Citigroup and BNP Are Among Banks Exploring $15 Billion Indian Ocean Project

Citigroup Inc., BNP Paribas SA and Standard Chartered Plc are among the banks looking into providing financing for a new $15 billion program to protect Indian ocean habitats.

(Bloomberg) — Citigroup Inc., BNP Paribas SA and Standard Chartered Plc are among the banks looking into providing financing for a new $15 billion program to protect Indian ocean habitats.

The banks, which also include HSBC Holdings Plc, Societe Generale SA and Rothschild & Co., have discussed funding possibilities in the form of bonds and so-called debt-for-nature swaps, according to Thomas Sberna, coastal and ocean resilience head for east and southern Africa for the International Union for Conservation of Nature, which is one of the organizations backing the initiative. 

The private capital would feed into the Great Blue Wall initiative, which aside from the IUCN is also backed by the United Nations. The project has already raised $100 million. Sberna said a further $200 million will be announced soon in the form of a so-called project preparation facility.

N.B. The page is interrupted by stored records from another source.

PR #836, opened 2016-06-12
Potential fix for test_disk_usage on Linux and Mac OS X

jhomann:
From your comments on the other pull, this version checks the output of the df error for specific values that would be in the error if it was caused by docker builds and lets any other error pass through.

### DIFF
--- a/psutil/tests/test_posix.py
+++ b/psutil/tests/test_posix.py
@@ -315,7 +315,7 @@ class TestSystemAPIs(unittest.TestCase):
     def test_disk_usage(self):
         def df(device):
             # Use 1 kB block sizes since OS X doesn't have -B flag
-            out = sh("df -k 1 %s" % device).strip()
+            out = sh("df -k %s" % device).strip()
             line = out.split('\n')[1]
             fields = line.split()
             total = int(fields[1]) * 1024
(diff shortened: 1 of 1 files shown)


psutil/tests/test_posix.py
```diff
@@ -314,19 +314,27 @@ def test_os_waitpid_bad_ret_status(self):
...
             usage = psutil.disk_usage(part.mountpoint)
-            total, used, free, percent = df(part.device)
+            try:
+                total, used, free, percent = df(part.device)
+            except RuntimeError as err:
+                # Issue on Mac OS X and Linux not being able to read certain
+                # locations such as /dev/mapper/docker* so skip them
+                if ('/dev/mapper/docker' in str(err) and
+                    'No such file or directory' in str(err)):
+                    continue
```
giampaolo: Add an `else:` here and indent the block below so that you'll fix `UnboundLocalError: local variable 'total' referenced before assignment` error.

jhomann:
I didn't like doing it via the RuntimeError so I tried just skipping the docker mappings but it looks like there are other devices that df cannot read. I'm just going to close this for now since I am unsure of how the travis ci dockers work.

`RuntimeError: df: /dev/disk0s2: Raw devices not supported`
Also
`RuntimeError: df: `/dev/xvdb': No such file or directory`

PR #838, opened 2016-06-14
overrides check_output returning bytes by default

tijko:
On python 3.x > when running the `.git-pre-commit` the `subprocess.check_output` returns bytes by default.  This overrides the default behavior by setting the `universal_newlines` to `True`.

### DIFF
--- a/.git-pre-commit
+++ b/.git-pre-commit
@@ -10,9 +10,8 @@ import sys
 
 
 def main():
-    out = subprocess.check_output("git diff --cached --name-only", shell=True,
-                                                      universal_newlines=True)
-    files = [x for x in out.split('\n') if x.endswith('.py') and
+    out = subprocess.check_output("git diff --cached --name-only", shell=True)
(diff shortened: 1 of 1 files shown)


.git-pre-commit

The arrangement is something the banks “really want,” Sberna said in an interview. “It’s very much a blended finance kind of approach,” he also said, referring to a model that combines public and private capital to support sustainable goals.

A spokesperson for HSBC said the bank isn’t currently working on a specific transaction, but is exploring ways to provide capital support in dialogue with groups such as IUCN. Spokespeople for the other banks declined to comment.

As much as a fifth of the $15 billion will be raised through debt-for-nature swaps, Sberna said. The instruments allow sovereign issuers to refinance existing debt in exchange for nature conservation pledges. The first beneficiaries are likely to be Kenya, Tanzania and Mozambique, he said. 

The program, which was first announced at the COP26 climate summit in Glasgow in 2021, is the latest to tap debt-for-nature swaps to fund ocean preservation and sustainable development. 

Deals arranged by Credit Suisse and Bank of America Corp. in partnership with US nonprofit The Nature Conservancy have helped refinance over $1 billion in debt for Belize, Barbados and Gabon. In May, Ecuador swapped $1.6 billion of bonds for a new $656 million loan to raise money for conservation. 

Debt-for-nature swaps are gaining traction, with Barclays Plc analysts estimating the market could reach $800 billion. Banks meanwhile are vying to arrange the deals, which yield lucrative fees and can bolster a firm’s ESG credentials. 

Still, some debt experts and climate activists have questioned the cost and opacity of such deals. And this week, the International Capital Market Association suggested such bonds probably don’t merit the “blue” label under which they’ve often been marketed, citing their new guidelines.

The initial $100 million in funding for the Indian Ocean project came from groups including the IUCN, the World Wide Fund for Nature, Irish Aid and agencies of the French and German governments. Bloomberg Philanthropies also contributed to the project. Sberna declined to identify the source of the $200 million that’s now in the pipeline. 

The goal had initially been to unveil the project preparation facility at the COP28 climate summit that starts in Dubai at the end of November. But the timeline has now been pushed back into next year, he said.

“The commitments are of course for the debt financial swaps to happen,” Sberna said.

The initiative aims to protect 30% of the ocean area across the nations in the pact. It also aims to safeguard and restore biodiversity, sequester at least 100 million tons of carbon by 2030, and develop a sustainable ocean-based economy for 70 million people in coastal communities. Mangrove swamps, seagrass meadows and coral reefs will be targeted for protection.